Sweet Smell of Success

After countless years growing and exhibiting prime specimens of sweet pea at shows, both locally and nationally, Ray Bradbury has again won the first prize at the 24th Annual Sweet Pea show in Wem, Shropshire. After beating growers from all over the British Isles Ray tells Thomas Castle some of the secrets behind his success.

Ray Bradbury

“The Royal Horticultural Society recently conducted a study into women’s favourite flowers, because of the colour and their perfume sweet peas came second only to roses in the poll.  It is a beautiful plant and I have always been keen on producing some excellent specimens of the plant.”

During a rare day of summer weather Ray literally led me up the garden path to the sacred area designated for the growing of his beloved sweet peas.

“The one thing you must do is treat them as though they are family. You must care for them like they are children, talk to them, sing to them and give them plenty of food” says the green fingered Ray, standing proudly amidst the stems with pruning tools in hand.

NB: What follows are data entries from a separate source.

PR #8934, opened 2020-03-11
Remove build steps not required for report generation

srnagar:


srnagar:
Updated yml to skip revapi in `Run Tests` task

eng/pipelines/aggregate-reports.yml
```diff
@@ -28,10 +28,10 @@ jobs:
         goals: 'install'
 
     - task: Maven@3
-      displayName: 'Install Module and Run SpotBugs, Checkstyle, RevApi, and Javadoc'
+      displayName: 'Install Module'
       inputs:
         mavenPomFile: sdk/core/pom.service.xml
-        options: '--no-transfer-progress -DskipTests -Dgpg.skip -Dverify-readme'
+        options: '--no-transfer-progress -DskipTests -Dgpg.skip -Dcheckstyle.skip=true -Dspotbugs.skip=true -Dmaven.javadoc.skip=true -Drevapi.skip=true'
```
alzimmermsft: Should `jacoco.skip=true` be added here as well?

eng/pipelines/templates/jobs/archetype-sdk-client.yml
```diff
@@ -2,7 +2,7 @@ parameters:
   SDKType: client
   ServiceDirectory: not-specified # Set a default that breaks in obvious ways.
   PreTestSteps: []
-  TestOptions: '$(DefaultOptions) -Dmaven.javadoc.skip=true -Dspotbugs.skip=true -Dcheckstyle.skip=true'
+  TestOptions: '$(DefaultOptions) -Dmaven.javadoc.skip=true -Dspotbugs.skip=true -Dcheckstyle.skip=true -Drevapi.skip=true'
```
alzimmermsft: Should jacoco be skipped here as well?

srnagar: We need the jacoco report generated here because we want to fail the build if coverage drops below the threshold.

PR #8936, opened 2020-03-11
Remove keyvault track 1

mitchdenny:
This PR removes traces of KeyVault track 1 from the repository. I'm proposing this change because we are making changes to the engineering system and removing track 1 of keyvault at this time would make this change easier. Should we wish to make a servicing release to the track 1 version of the library we would make a branch from before this commit and make the changes and release the library.

Before merging this change we would mothball the pipeline definition for track 1 by moving it into the legacy folder and disabling it.

Summary of changes:

1. Remove track 1 libraries from sdk/keyvault
2. Remove references in pom.data.xml
3. Remove ci.data.yml file.


weshaggard:
closing based on conversation of keeping this working for servicing.

PR #8975, opened 2020-03-11
Replace HttpBin Usage with WireMock

### LINKED ISSUE #3255: Check and update the jetty-maven-plugin and exec-maven-plugin
The jetty-maven-plugin and exec-maven-plugin may outdated with WireWork. Need to check and update.

### LINKED ISSUE #8096: Azure Core HTTP Netty Flaky test
The following test fails occasionally as part of live tests and CI on PRs.

[ERROR] Tests run: 128, Failures: 0, Errors: 1, Skipped: 3, Time elapsed: 3.009 s <<< FAILURE! - in com.azure.core.http.netty.implementation.RestProxyWithNettyTests
[ERROR] service19PutWithNoContentTypeAndByteArrayBodyWithNullBody  Time elapsed: 0.031 s  <<< ERROR!

Live test failure: https://dev.azure.com/azure-sdk/internal/_build/results?buildId=256676&view=logs&j=5f969c9e-a71b-579d-7ec1-8fe84403e65c&s=b15d9194-8f26-5328-b47f-5968c76b37e7&t=b69a79bc-1781-5a49-93cb-bc6f011737ea&l=414

alzimmermsft:
Fixes #8096

This PR ports `RestProxyTests` from using the `HttpBin` service to using mocked responses via `WireMock`. This change reduces the likelihood that a test is flaky due to HttpBin service issues or flaky networking as this isn't the purpose of the tests.

Also fixes #3255 by removing `RestProxyStressTests` and `MockServer` which allows for the Jetty dependencies to be removed from Azure Core's testing scope.

### DIFF
--- a/sdk/core/azure-core-test/src/test/java/com/azure/core/test/RestProxyTestsWireMockServer.java
+++ b/sdk/core/azure-core-test/src/test/java/com/azure/core/test/RestProxyTestsWireMockServer.java
@@ -102,9 +102,12 @@ public final class RestProxyTestsWireMockServer {
             rawHeaders.put("Content-Type", "application/octet-stream");
             rawHeaders.put("Content-Length", String.valueOf(bodySize));
 
+            byte[] body = new byte[bodySize];
+            new SecureRandom().nextBytes(body);
+
             return new ResponseDefinitionBuilder().withStatus(200)
                 .withHeaders(toWireMockHeaders(rawHeaders))
-                .withBody(new SecureRandom().generateSeed(bodySize))
+                .withBody(body)
                 .build();
         }
 


sdk/core/azure-core-http-netty/pom.xml
```diff
@@ -116,7 +116,14 @@
...
       <artifactId>azure-core-test</artifactId>
-      <version>1.2.0-beta.1</version>  <!-- {x-version-update;com.azure:azure-core-test;current} -->
+      <version>1.2.0-beta.1</version> <!-- {x-version-update;com.azure:azure-core-test;current} -->
+      <scope>test</scope>
+    </dependency>
+    <dependency>
+      <groupId>com.azure</groupId>
+      <artifactId>azure-core-test</artifactId>
+      <version>1.2.0-beta.1</version> <!-- {x-version-update;com.azure:azure-core-test;current} -->
+      <type>test-jar</type>
```
srnagar: If you have the test-jar, do you need the one without the test-jar too?

sdk/core/azure-core-http-netty/src/test/java/com/azure/core/http/netty/implementation/RestProxyWithNettyTests.java
```diff
@@ -4,12 +4,36 @@
...
+    public static void shutdownWireMockServer() {
+        if (server != null) {
+            server.shutdown();
+        }
+    }
+
+    @Override
+    protected int getWireMockPort() {
+        return server.port();
+    }
```
srnagar: This is the same code in `RestProxyWithHttpProxyNettyTests`. Can you check if this can be de-duplicated?

sdk/core/azure-core-http-netty/pom.xml
alzimmermsft: I'll try this out locally, if it continues to work the same I'll remove the other.

alzimmermsft: Build failed

sdk/core/azure-core-http-netty/src/test/java/com/azure/core/http/netty/implementation/RestProxyWithNettyTests.java
alzimmermsft: For now I will be keep these separate as I believe WireMock is capable of allowing proxying which we may want to take advantage of to final begin testing proxying.

PR #8981, opened 2020-03-11
Make changes on Analyzer property in Field, and CustomerAnalyzer

sima-zhu:


sdk/search/azure-search/src/main/java/com/azure/search/models/Field.java
```diff
@@ -447,12 +493,35 @@ public String getAnalyzer() {
...
+     * 'th.microsoft', 'th.lucene', 'tr.microsoft', 'tr.lucene',
+     * 'uk.microsoft', 'ur.microsoft', 'vi.microsoft', 'standard.lucene',
+     * 'standardasciifolding.lucene', 'keyword', 'pattern', 'simple', 'stop',
+     * 'whitespace'.
      *
      * @param analyzer the analyzer value to set.
      * @return the Field object itself.
      */
-    public Field setAnalyzer(String analyzer) {
+    public Field setAnalyzer(AnalyzerName analyzer) {
```
brjohnstmsft: `indexAnalyzer` and `searchAnalyzer` should also be of type `AnalyzerName`. The Swagger is defined this way; I'm not sure why the generated code isn't.

sima-zhu: Swagger made the right return type for the three class.
In transformer, we covert the AnalyzerName Enum type to String. I only made the changes on the one on issue. Thanks for pointing this out. 
I will change them all.

Issue #8741, opened 2020-03-05
[SB Track2] Implement `peek()` and `peekBatch` in ServiceBus*Receiver


conniey:
## Tasks
- [ ] `ServiceBusAsyncReceiver.peek()` and `peekBatch()` (including necessary overloads)
  - [x] Add unit tests
  - [x] Add integration tests
- [ ] `ServiceBusReceiver.peek()` and `peekBatch()` (including necessary overloads)
  - [ ] Add unit tests
  - [ ] Add integration tests

hemanttanwar:
Not doing  peek for Batch, I will prioritize it low,  first I will push other feature and come back to Batch. Also core team is discussing Batching design options.

PR #8983, opened 2020-03-11
ServiceBus Track 2 Peek operation on Management channel  ( Include $cbs channel for auth)

hemanttanwar:
This include following feature

1. $cbs channel for sending auth token.
2. peek operation 
3. peek from a sequence number

### DIFF
--- a/sdk/servicebus/azure-messaging-servicebus/src/main/java/com/azure/messaging/servicebus/ServiceBusReceiverAsyncClient.java
+++ b/sdk/servicebus/azure-messaging-servicebus/src/main/java/com/azure/messaging/servicebus/ServiceBusReceiverAsyncClient.java
@@ -30,7 +30,7 @@ import java.util.concurrent.atomic.AtomicBoolean;
 
 /**
  * An <b>asynchronous</b> receiver responsible for receiving {@link ServiceBusReceivedMessage} from a specific queue
- * or topic on Azure Service Bus.
+ * or topic on Azure Service Bus. 
  */
 @ServiceClient(builder = ServiceBusClientBuilder.class, isAsync = true)
 public final class ServiceBusReceiverAsyncClient implements Closeable {


sdk/core/azure-core-amqp/src/main/java/com/azure/core/amqp/implementation/AmqpConstants.java
```diff
@@ -19,4 +19,8 @@
 
     static final int AMQP_BATCH_MESSAGE_FORMAT = 0x80013700; // 2147563264L;
 
+    public static final String REQUEST_RESPONSE_LEGACY_STATUS_CODE = "status-code";
```
conniey: This already exists in RequestResponseChannel.java. Is there a reason it is here?

sdk/core/azure-core-amqp/src/main/java/com/azure/core/amqp/implementation/MessageSerializerResult.java
```diff
@@ -0,0 +1,39 @@
...
+
+import java.util.ArrayList;
+import java.util.List;
+
+/***
+ * This will hole additional data which can not be stored in AMQP Message.
+ * Example last  serial number.
+ */
+public class MessageSerializerResult<T> {
+    List<T> messages = null;
```
conniey: Access modifier and using final instead. Consider setting Collections.emptyList instead.

sdk/core/azure-core-amqp/src/main/java/com/azure/core/amqp/implementation/MessageSerializerResult.java
```diff
@@ -0,0 +1,39 @@
+// Copyright (c) Microsoft Corporation. All rights reserved.
```
conniey: This class isn't used anywhere?

sdk/core/azure-core-amqp/src/main/java/com/azure/core/amqp/implementation/ReactorConnection.java
```diff
@@ -77,10 +81,13 @@
...
      * @param product The name of the product this connection is created for.
      * @param clientVersion The version of the client library creating the connection.
+     * @param senderSettleMode to set as {@link SenderSettleMode} on sender.
+     * @param receiverSettleMode to set as {@link ReceiverSettleMode} on receiver.
      */
     public ReactorConnection(String connectionId, ConnectionOptions connectionOptions, ReactorProvider reactorProvider,
         ReactorHandlerProvider handlerProvider, TokenManagerProvider tokenManagerProvider,
-        MessageSerializer messageSerializer, String product, String clientVersion) {
+        MessageSerializer messageSerializer, String product, String clientVersion,
+        SenderSettleMode senderSettleMode, ReceiverSettleMode receiverSettleMode) {
```
conniey: Why does a connection know about these modes? I'd expect them to be parameters when creating a receiver or sender or when creating the management node itself.

sdk/core/azure-core-amqp/src/main/java/com/azure/core/amqp/implementation/RequestResponseUtils.java
```diff
@@ -0,0 +1,36 @@
...
+
+package com.azure.core.amqp.implementation;
+
+import org.apache.qpid.proton.message.Message;
+
+/**
+ * This consists of various utilities needed to manage Request/Response  channel.
+ */
+public class RequestResponseUtils {
+    public static final int REQUEST_RESPONSE_UNDEFINED_STATUS_CODE = -1;
```
conniey: Can this live as a private static method in RequestResponseChannel.

hemanttanwar:
fixes #8741   ( No batch API in this PR)

sdk/servicebus/azure-messaging-servicebus/src/main/java/com/azure/messaging/servicebus/ServiceBusMessageSerializer.java
```diff
@@ -48,6 +53,7 @@
     private static final String VIA_PARTITION_KEY_NAME = "x-opt-via-partition-key";
     private static final String DEAD_LETTER_SOURCE_NAME = "x-opt-deadletter-source";
 
+
```
conniey: nit:  empty line

sdk/core/azure-core-amqp/src/main/java/com/azure/core/amqp/implementation/RequestResponseUtils.java
conniey: Since this is related to reading the status code from AmqpMessages, a better place would be to put it in MessageUtils. There should be a class already

sdk/servicebus/azure-messaging-servicebus/src/main/java/com/azure/messaging/servicebus/ServiceBusMessageSerializer.java
```diff
@@ -164,20 +170,37 @@ public int getSize(org.apache.qpid.proton.message.Message amqpMessage) {
...
         }
     }
 
+    private List<ServiceBusReceivedMessage> deserializeListOfMessages(Message amqpMessage) {
+        //maintain the order of elements because last sequence number needs to be maintain.
+        List<Message> listAmqpMessages = convertAMQPValueMessageToBrokeredMessage(amqpMessage);
+
+        List<ServiceBusReceivedMessage> receivedMessageList = new ArrayList<>();
+        for (Message oneAmqpMessage:listAmqpMessages
+             ) {
```
conniey: nit: new line

sdk/servicebus/azure-messaging-servicebus/src/main/java/com/azure/messaging/servicebus/implementation/ManagementChannel.java
```diff
@@ -59,9 +62,17 @@
...
+    private final TokenManager cbsBasedTokenManager;
+
+    // Maintain last peek sequence number
+    private AtomicReference<Long>  lastPeekedSequenceNumber = new AtomicReference<>(0L);
+
+
     ManagementChannel(Mono<RequestResponseChannel> responseChannelMono, String topicOrQueueName,
                       TokenCredential credential, TokenManagerProvider tokenManagerProvider,
-                      MessageSerializer messageSerializer, Scheduler scheduler) {
+                      MessageSerializer messageSerializer, Scheduler scheduler, TokenManager cbsBasedTokenManager
```
conniey: Why do we pass in the TokenManager here. iirc, before we create the ManagementChannel, we already create a token manager that authorizes with it. We shouldn't need to manually authorize ourselves.

sdk/servicebus/azure-messaging-servicebus/src/main/java/com/azure/messaging/servicebus/implementation/ManagementConstants.java
```diff
@@ -0,0 +1,32 @@
...
+// Licensed under the MIT License.
+
+package com.azure.messaging.servicebus.implementation;
+
+import com.azure.core.amqp.implementation.AmqpConstants;
+
+/**
+ * Constants which is used for management calls to support operations for example renewlock, schedule, defer etc.
+ */
+public class ManagementConstants {
```
conniey: This doesn't need to be public

sdk/servicebus/azure-messaging-servicebus/src/main/java/com/azure/messaging/servicebus/implementation/ServiceBusReactorAmqpConnection.java
```diff
@@ -101,10 +117,14 @@ public ServiceBusReactorAmqpConnection(String connectionId, ConnectionOptions co
                     logger.info("Creating management node. entityPath: [{}]. address: [{}]. linkName: [{}]",
                         entityPath, address, linkName);
 
+                    TokenManager cbsBasedTokenManager =  new AzureTokenManagerProvider(
```
conniey: Every time a peek operation is called, it'll create another management channel node.  This is a bit wasteful if we keep getting the management node and have to recreate it.

sdk/servicebus/azure-messaging-servicebus/src/samples/java/com/azure/messaging/servicebus/ServiceBusReceiverAsyncClientPeek.java
```diff
@@ -143,7 +143,7 @@ public void peekOneMessage() {
                 });
 
         try {
-            Thread.sleep(5000);
+            Thread.sleep(90000);
```
conniey: Move these to tests and use stepverifier.

sdk/servicebus/azure-messaging-servicebus/src/test/java/com/azure/messaging/servicebus/ServiceBusReceiverAsyncClientIntegrationTest.java
```diff
@@ -54,4 +54,28 @@ void receiveMessageAutoComplete() {
...
+        final String messageId = UUID.randomUUID().toString();
+        final String contents = "Some-contents";
+        final ServiceBusMessage message = TestUtils.getServiceBusMessage(contents, messageId, 0);
+        final ReceiveMessageOptions options = new ReceiveMessageOptions().setAutoComplete(true);
+        receiver = createBuilder()
+            .receiveMessageOptions(options)
+            .buildAsyncReceiverClient();
+
+        // Assert & Act
+        StepVerifier.create(sender.send(message).thenMany(receiver.peek()))
```
conniey: sender.send(message).then(receiver.peek()) is probably what you want. thenMany suggests it returns a flux.

sdk/servicebus/azure-messaging-servicebus/src/test/java/com/azure/messaging/servicebus/ServiceBusReceiverAsyncClientTest.java
```diff
@@ -122,6 +131,41 @@ void teardown() {
...
+     * Verifies that this peek one messages from a sequence Number.
+     */
+    @Test
+    void peekWithSequenceOneMessage() {
+        // Arrange
+        final int numberOfEvents = 1;
+        final int fromSequenceNumber = 10;
+
+        when(managementNode.peek(fromSequenceNumber))
+            .thenReturn(Mono.just(mock(ServiceBusReceivedMessage.class)));
```
conniey: When you return inline mocks like this, you need to add the Mockito.clearInlinMocks() or else it won't be garbage collected.

sdk/core/azure-core-amqp/src/main/java/com/azure/core/amqp/implementation/MessageSerializerResult.java
hemanttanwar: I have deleted it.  I thought of using it but survived without it.  Will Make sure to remove it

sdk/servicebus/azure-messaging-servicebus/src/test/java/com/azure/messaging/servicebus/ServiceBusReceiverAsyncClientIntegrationTest.java
hemanttanwar: Good catch...

sdk/core/azure-core-amqp/src/main/java/com/azure/core/amqp/implementation/RequestResponseUtils.java
hemanttanwar: RequestResponseUtils.getResponseStatusCode( is used by )  RequestResponseChannel  and also by  ServiceBusMessageSerializer and shared. Thuis I put it in amqp-core and  there is no MessageUtils in amqp-core  .

sdk/core/azure-core-amqp/src/main/java/com/azure/core/amqp/implementation/MessageSerializerResult.java
hemanttanwar: removed this class.

sdk/servicebus/azure-messaging-servicebus/src/main/java/com/azure/messaging/servicebus/implementation/ServiceBusReactorAmqpConnection.java
hemanttanwar: I have tested with 4 peek() calls from one client , since we are storing `ServiceBusManagementNode` in `ConcurrentHashMap`  and return cached managementNode after once created, 

https://github.com/Azure/azure-sdk-for-java/pull/8983/files#diff-6460b86560d643d02d2e58af8b6213cfL96

sdk/servicebus/azure-messaging-servicebus/src/main/java/com/azure/messaging/servicebus/implementation/ManagementChannel.java
hemanttanwar: The `TokenManager` instance is created before `ManagementChannel` is created but does not call `TokenManager.authorize()`. So we pass this instance in `ManagementChannel`  because  it knows when user makes first call to `peek`. First call to `authorize()` should happen when user does peek operation, So  we call it `once only` just before peek is called.

sdk/servicebus/azure-messaging-servicebus/src/main/java/com/azure/messaging/servicebus/implementation/ServiceBusReactorAmqpConnection.java
```diff
@@ -36,6 +41,11 @@
     private static final String MANAGEMENT_LINK_NAME = "mgmt";
     private static final String MANAGEMENT_ADDRESS = "$management";
 
+    /** This is used in setting up management chhannel and it is always fixed.
+     * This is not used by sdk user trying to receive/send messages.*/
+    public static final SenderSettleMode MANAGEMENT_SEND_SETTLE_MODE = SenderSettleMode.SETTLED;
```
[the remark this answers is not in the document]
conniey: It doesn't need to be a variable because enums are basically static. You can pass the values in as-is in the constructor.

sdk/servicebus/azure-messaging-servicebus/src/main/java/com/azure/messaging/servicebus/implementation/ManagementChannel.java
```diff
@@ -46,79 +47,107 @@
...
+    public Mono<ServiceBusReceivedMessage> peek() {
 
-            if (!Objects.isNull(sessionId)) {
-                requestBodyMap.put(ServiceBusConstants.REQUEST_RESPONSE_SESSION_ID, sessionId);
-            }
+        return peek(this.lastPeekedSequenceNumber.get() + 1);
+    }
 
-            request.setBody(new AmqpValue(requestBodyMap));
+    private <T> Flux<T> peek(Map<String, Object> appProperties, Class<T> responseType,
```
conniey: AppProperties as a parameter isn't necessary, you always pass the same parameter.

sdk/servicebus/azure-messaging-servicebus/src/test/java/com/azure/messaging/servicebus/ServiceBusReceiverAsyncClientIntegrationTest.java
```diff
@@ -54,4 +54,53 @@ void receiveMessageAutoComplete() {
...
+     * Verifies that we can send and peek a message.
+     */
+    @Test
+    void peekMessage() {
+        // Arrange
+        final String messageId = UUID.randomUUID().toString();
+        final String contents = "Some-contents";
+        final ServiceBusMessage message = TestUtils.getServiceBusMessage(contents, messageId, 0);
+        final ReceiveMessageOptions options = new ReceiveMessageOptions().setAutoComplete(true);
+        receiver = createBuilder()
```
conniey: You should dispose of the existing one (created in BeforeEach) if you are going to recreate it. It'll still consume resources.

sdk/servicebus/azure-messaging-servicebus/src/test/java/com/azure/messaging/servicebus/ServiceBusReceiverAsyncClientTest.java
```diff
@@ -122,6 +130,43 @@ void teardown() {
...
+
+        // Act & Assert
+        StepVerifier.create(consumer.peek(fromSequenceNumber))
+            .expectNextCount(numberOfEvents)
+            .verifyComplete();
+
+        Mockito.framework().clearInlineMocks();
```
conniey: Should put this in AfterEach, if the test fails at line 163, it'll never be run.

sdk/servicebus/azure-messaging-servicebus/src/test/java/com/azure/messaging/servicebus/ServiceBusReceiverAsyncClientTest.java
```diff
@@ -122,6 +130,43 @@ void teardown() {
...
+     */
+    @Test
+    void peekOneMessage() {
+        // Arrange
+        final int numberOfEvents = 1;
+        when(managementNode.peek())
+            .thenReturn(Mono.just(mock(ServiceBusReceivedMessage.class)));
+
+        // Act & Assert
+        StepVerifier.create(consumer.peek())
```
conniey: Do you have a test that peeks the next sequence number?

conniey:
Apply the small fixes. I am working with RequestResponse and Management Node, I'll do the refactors.

sdk/servicebus/azure-messaging-servicebus/src/test/java/com/azure/messaging/servicebus/ServiceBusReceiverAsyncClientTest.java
hemanttanwar: It is already there in `@AfterEach`

sdk/servicebus/azure-messaging-servicebus/src/main/java/com/azure/messaging/servicebus/implementation/ManagementChannel.java
```diff
@@ -46,79 +47,107 @@
...
+                             int maxMessages, long fromSequenceNumber, UUID sessionId) {
 
-            return channelMono.flatMap(requestResponseChannel -> requestResponseChannel.sendWithAck(request))
-                .map(message -> messageSerializer.deserialize(message, responseType));
-        });
+        return
+            Mono.defer(() -> {
+                if (!cbsBasedTokenManagerCalled.get()) {
```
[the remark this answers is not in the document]
hemanttanwar: We can look into it in more detail and make it better.

sdk/servicebus/azure-messaging-servicebus/src/test/java/com/azure/messaging/servicebus/ServiceBusReceiverAsyncClientTest.java
hemanttanwar: added this test

PR #8995, opened 2020-03-11
Remove the appinsights data plane library.

mitchdenny:
This PR removes ```sdk/applicationinsights/microsoft-azure-applicationinsights-query```. This library never shipped and the application insights SDK is being maintained out of a separate repo so removing this to reduce maintenance burden around the ES and to avoid any confusion.

/cc @jianghaolu


mitchdenny:
Pipelines also disabled and moved to \java\legacy (for now)

PR #8998, opened 2020-03-12
update Identity versions in Track 2 SDKs - march 

g2vinay:


alzimmermsft:
Shouldn't the Identity README also use 1.0.4?

g2vinay:
> Shouldn't the Identity README also use 1.0.4?

yeah, it should, 
But will do it in a separate PR as pushing again will trigger all pipelines again,

PR #9016, opened 2020-03-12
Remove loganalytics data plane module.'

mitchdenny:
This PR removes the data plane loganalytics module. It doesn't look like it has ever had a GA release.

@jianghaolu I think you probably know about this one too?


mitchdenny:
Ping @jianghaolu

After exhibiting in many local shows the target has always been to achieve national success. “I have exhibited at the Wilmslow Show, Poynton, Prestbury and I go further afield toWakefieldfor example, but winning the national’s and beating people from all over the country is what it is all about. I like to support local shows and I believe it is important to be involved in them for the good of the community and in order to practice my skills before going on to the national shows.”

“I always try and exhibit at the Prestbury show and I will be entering this year in September. I have won there before. I love doing it. Sweet peas are my favourite flowers and I am keen to show what I have accomplished throughout the year. It is not just down to the growing, it is how you ‘stage’ the flowers before the judging begins. I arrived at 4:00 am for this year’s show in Wem, just in to arrange my vases before the judging began.”

Ray tells me timing is everything with sweet peas, from understanding the correct time of the year to plant; to knowing exactly when to prune and when to remove buds, as well as choosing exactly which ones will make it to his spot at the show.

“I plant around 150 each year. I buy the seeds around October to start the process. Then they go in pots until March time, and when they are approximately three inches I cut them and plant them in rows. I probably lose around 15 plants every year, usually because of the frost but sometimes they just don’t grow because the seed may not be good. They need constant attention, you have to treat them as though they are children, they must be nurtured throughout the growth. They are something very special”.

Every minute detail is taken into account before Ray selects the twelve vases of five stems which he intends to ‘stage’.  Class 47 this year was the ‘Three Vase Distinction’ which was open only to growers of 100 plants of fewer. Before selecting the best of his sweet peas Ray must assess them as though he were judging them, by checking the quality of the bloom which may be tainted if the flower is too young.

“This is where experience comes in. After growing sweet peas for so many years I know a full flower and when it can be picked. By examining the colour I know when the time is right. I check to ensure the keel has not split where the petals form; the fullness of the bloom, and that the colour is true to type. I exhibited three different colours at Wem; ‘Charlie’s Angel’, ‘Gwendolyn’ and ‘White Frills’, all three must be perfect specimens of their type”.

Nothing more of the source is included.